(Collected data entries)
%%
PR #1124, opened 2026-09-01
fix: quote parameters correctly for cmd.exe custom tools

### LINKED ISSUE #1084: [Bug] Custom tool `{{ }}` quoting is POSIX-only; cmd.exe is not covered

awhite0030:
## Description

## Type of Change

- [ ] Bug fix
- [ ] New feature
- [ ] Breaking change
- [ ] Documentation update

## Changeset

### Automated Tests

### Manual Testing

- [ ] Tested with Ollama
- [ ] Tested with OpenRouter

## Checklist

- [ ] Self-review completed

---

Root cause: The custom tool template engine universally applied POSIX single-quote escaping for all arguments (`renderValue` -> `shellQuote`). On Windows `cmd.exe`, this resulted in strings wrapped in literal `'` marks, breaking file paths and failing to prevent shell injection vectors from characters like `&` and `%VAR%`.

Fix: Extracted `isWindowsCmd` from `handler.ts` and introduced a `cmdQuote` function in `template.ts` that escapes metacharacters `%`, `&`, `|`, `<`, `>`, and `^` by prefixing them with `^` and wrapping the argument in double quotes. The template renderer now takes the shell as an optional parameter and uses `cmdQuote` if it detects a Windows `cmd` shell.

Validation:
```
pnpm run build
pnpm test:format
pnpm test:lint
pnpm test:types
pnpm test:knip
pnpm test:ava source/custom-tools/*.spec.ts
```
(Note: Only custom-tools tests were run via `ava` due to container environment timeouts)

Fixes https://github.com/Nano-Collective/nanocoder/issues/1084

Fixes #1084

### DIFF
--- a/.changeset/custom-tool-windows-cmd-quoting.md
+++ b/.changeset/custom-tool-windows-cmd-quoting.md
@@ -1,0 +1,5 @@
+---
+"@nanocollective/nanocoder": patch
+---
+
+Fix custom tool templating to quote parameters correctly under cmd.exe
--- a/source/custom-tools/handler.ts
+++ b/source/custom-tools/handler.ts
@@ -19,10 +19,10 @@ export function buildHandler(
 	projectRoot: string,
 ): ToolHandler {
 	return async (args: Record<string, unknown>): Promise<string> => {
-		const rendered = renderBody(body, args ?? {});
+		const shell = pickShell(metadata.shell);
+		const rendered = renderBody(body, args ?? {}, shell);
 		const cwd = resolveCwd(metadata.cwd, projectRoot);
 		const env = mergeEnv(metadata.env);
-		const shell = pickShell(metadata.shell);
 		return runScript(rendered, {
 			cwd,
 			env,
@@ -195,7 +195,7 @@ export function shellArgs(shell: string, script: string): string[] {
 	return isWindowsCmd(shell) ? ['/d', '/s', '/c', script] : ['-c', script];
 }
 
-function isWindowsCmd(shell: string): boolean {
+export function isWindowsCmd(shell: string): boolean {
 	const name = shell.replaceAll('\\', '/').split('/').pop() ?? '';
 	return /^cmd(\.exe)?$/i.test(name);
 }
--- a/source/custom-tools/template.spec.ts
+++ b/source/custom-tools/template.spec.ts
@@ -1,5 +1,5 @@
 import test from 'ava';
-import {renderBody, renderValue, shellQuote} from './template';
+import {renderBody, renderValue, shellQuote, cmdQuote} from './template';
 
 console.log('\ncustom-tools/template.spec.ts');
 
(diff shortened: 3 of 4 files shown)


will-lamerton (changes requested):
Thanks for picking this up, the direction matches the suggested v1 in #1084. Two things need fixing before this lands.

**1. Caret escaping is inert inside double quotes (`template.ts`, `cmdQuote`)**

`cmdQuote` both caret-escapes `%&|<>^` *and* wraps the result in `"`. In cmd.exe `^` is only an escape character outside quotes; inside `"..."` it is a literal character. So every escaped metacharacter leaks a stray `^` into the value.

Using the example from the issue: tool body `type {{ file }}` with `file = "Q3 & Q4.txt"` renders as

```
type "Q3 ^& Q4.txt"
```

and cmd looks for a file literally named `Q3 ^& Q4.txt`. We have traded the old POSIX bug (`type 'notes.txt'`) for a new one on any value containing a metacharacter.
%%
● **Exercise objective**
Output the lines of the records above exactly as they appear, from the line containing "--- a/source/custom-tools/template.spec.ts" through the line containing "Thanks for picking".

● **Response to this task**
--- a/source/custom-tools/template.spec.ts
+++ b/source/custom-tools/template.spec.ts
@@ -1,5 +1,5 @@
 import test from 'ava';
-import {renderBody, renderValue, shellQuote} from './template';
+import {renderBody, renderValue, shellQuote, cmdQuote} from './template';
 
 console.log('\ncustom-tools/template.spec.ts');
 
(diff shortened: 3 of 4 files shown)


will-lamerton (changes requested):
Thanks for picking this up, the direction matches the suggested v1 in #1084. Two things need fixing before this lands.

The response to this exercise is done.